** Opening Data to process block **

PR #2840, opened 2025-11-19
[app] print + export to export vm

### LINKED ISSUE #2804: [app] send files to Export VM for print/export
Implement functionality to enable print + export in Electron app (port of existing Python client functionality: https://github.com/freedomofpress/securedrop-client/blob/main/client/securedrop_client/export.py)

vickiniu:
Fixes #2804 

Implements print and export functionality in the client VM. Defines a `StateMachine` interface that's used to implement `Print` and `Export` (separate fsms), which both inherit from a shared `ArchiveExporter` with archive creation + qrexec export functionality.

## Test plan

** Closing Data to process block **
** Opening Data to process block **

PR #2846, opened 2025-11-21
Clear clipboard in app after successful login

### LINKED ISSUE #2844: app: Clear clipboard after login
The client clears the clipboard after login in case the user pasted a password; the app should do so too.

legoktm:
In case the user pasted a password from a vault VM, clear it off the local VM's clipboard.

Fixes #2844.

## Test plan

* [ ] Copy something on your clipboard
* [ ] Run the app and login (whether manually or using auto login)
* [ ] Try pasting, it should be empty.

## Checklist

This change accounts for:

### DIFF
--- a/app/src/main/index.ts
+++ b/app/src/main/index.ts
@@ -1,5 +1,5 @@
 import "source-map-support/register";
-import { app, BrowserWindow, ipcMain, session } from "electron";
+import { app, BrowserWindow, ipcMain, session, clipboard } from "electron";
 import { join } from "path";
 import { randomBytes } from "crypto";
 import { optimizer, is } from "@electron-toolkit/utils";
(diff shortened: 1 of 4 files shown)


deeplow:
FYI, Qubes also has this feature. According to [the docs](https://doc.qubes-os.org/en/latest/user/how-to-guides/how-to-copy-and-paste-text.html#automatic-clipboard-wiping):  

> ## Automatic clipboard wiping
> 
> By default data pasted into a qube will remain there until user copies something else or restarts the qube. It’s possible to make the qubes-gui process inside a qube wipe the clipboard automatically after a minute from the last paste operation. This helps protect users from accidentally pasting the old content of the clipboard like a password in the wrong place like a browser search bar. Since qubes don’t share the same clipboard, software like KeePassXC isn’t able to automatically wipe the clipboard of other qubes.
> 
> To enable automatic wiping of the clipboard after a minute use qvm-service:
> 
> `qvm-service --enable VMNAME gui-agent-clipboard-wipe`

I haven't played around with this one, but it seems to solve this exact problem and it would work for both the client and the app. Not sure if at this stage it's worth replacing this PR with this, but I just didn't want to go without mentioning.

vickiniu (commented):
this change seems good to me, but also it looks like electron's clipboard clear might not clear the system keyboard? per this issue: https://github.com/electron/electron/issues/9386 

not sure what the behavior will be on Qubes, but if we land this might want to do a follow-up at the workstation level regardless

** Closing Data to process block **

## Problem
After locating the line with "PR #2840, opened 2025-11-19" above, return that line and every later line through the one with "### LINKED ISSUE #2804: [app]", word for word and with nothing else.

## Problem solution
PR #2840, opened 2025-11-19
[app] print + export to export vm

### LINKED ISSUE #2804: [app] send files to Export VM for print/export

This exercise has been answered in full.